I fattori ambientali e sociali sono altrettanto determinanti. Esperienze di bullismo o cyberbullismo durante l'infanzia o l'adolescenza possono segnare profondamente la psiche, portando la vittima a vedere il mondo esterno come un luogo ostile e pericoloso. Anche le dinamiche familiari influiscono: genitori eccessivamente protettivi o, al contrario, estremamente esigenti e critici possono minare la sicurezza del giovane, rendendo il ritiro l'unica strategia di sopravvivenza percepita. Inoltre, la società contemporanea, caratterizzata da un'elevata competitività e da standard di successo spesso irraggiungibili, può generare un senso di paralisi e il desiderio di "uscire dal gioco".
Dal punto di vista biologico, alterazioni nel sistema dei neurotrasmettitori, in particolare della serotonina e della dopamina, possono influenzare la regolazione dell'umore e la motivazione alla socialità. Infine, il ritiro sociale può essere un sintomo di malattie preesistenti come il disturbo depressivo maggiore, il disturbo d'ansia sociale, o disturbi dello spettro psicotico come la schizofrenia. Anche le persone con autismo o sindrome di Asperger possono manifestare ritiro sociale a causa delle difficoltà intrinseche nella comunicazione e nell'interpretazione dei segnali sociali.
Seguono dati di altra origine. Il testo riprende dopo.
PR #1131, opened 2026-09-16
Offer Fenn Rau retrieve only after activating 2 Force

### LINKED ISSUE #766: Fenn Rau retrieving when not allowed

## **Describe the bug**
Fenn Rau prompts LS for retrieval even when 2 Force was not activated when returning to hand.

## **To Reproduce**
1. Return Fenn Rau to hand with 1 card in Reserve Deck.
2. Activate 1 Force
3. Retrieve 1 Force

## **Game Replay ID:**
https://gemp.starwarsccg.org/gemp-swccg/game.html?replayId=jokerking$tp73ksr3mkrxxqyj

Light Side Turn 5

## **Expected behavior**
LS activates 1 Force, but cannot retrieve due to not completing the 2 Force activation (confirmed with Gergall)
.

billbisco:
Why: leftover #766. Printed Fenn Rau: return to hand to activate 2 Force (if he won a battle this turn, may also retrieve 1 Force). Retrieve is additional to completing that activate 2.

What it Does: The optional action is not offered unless Reserve has at least 2 cards. Retrieve waits until activate 2 actually happened. Tests that 1 card in Reserve does not offer the action, and that retrieve is offered after activating 2 when he won the battle.

What it Fixes: Fenn Rau is not offered when he cannot activate 2 Force, and he no longer retrieves unless that activate completed.

Issues: Closes #766


BOTVHD:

Sintomi e Manifestazioni Cliniche
Il ritiro sociale si manifesta attraverso una costellazione di sintomi che colpiscono la sfera emotiva, comportamentale e fisica. Il segno più evidente è la progressiva riduzione delle uscite di casa e l'abbandono delle attività precedentemente amate, come sport, hobby o incontri con gli amici. Tuttavia, il quadro clinico è molto più profondo e sfaccettato.
Sul piano emotivo, il soggetto manifesta spesso un umore depresso e una marcata perdita di interesse per qualsiasi attività (anedonia). È comune riscontrare una profonda apatia, ovvero una mancanza di motivazione e di slancio vitale, che rende difficile anche compiere le azioni quotidiane più semplici. L'individuo può provare un costante senso di ansia, specialmente quando si prospetta la necessità di interagire con qualcuno, che può sfociare in un vero e proprio attacco di panico nei casi più gravi.
I sintomi cognitivi includono una costante ruminazione mentale focalizzata sui propri fallimenti e una difficoltà di concentrazione che compromette il rendimento scolastico o lavorativo. Il soggetto può sviluppare una forma di ipervigilanza, restando costantemente allerta per captare segnali di rifiuto o critica da parte degli altri, anche quando questi non sono presenti.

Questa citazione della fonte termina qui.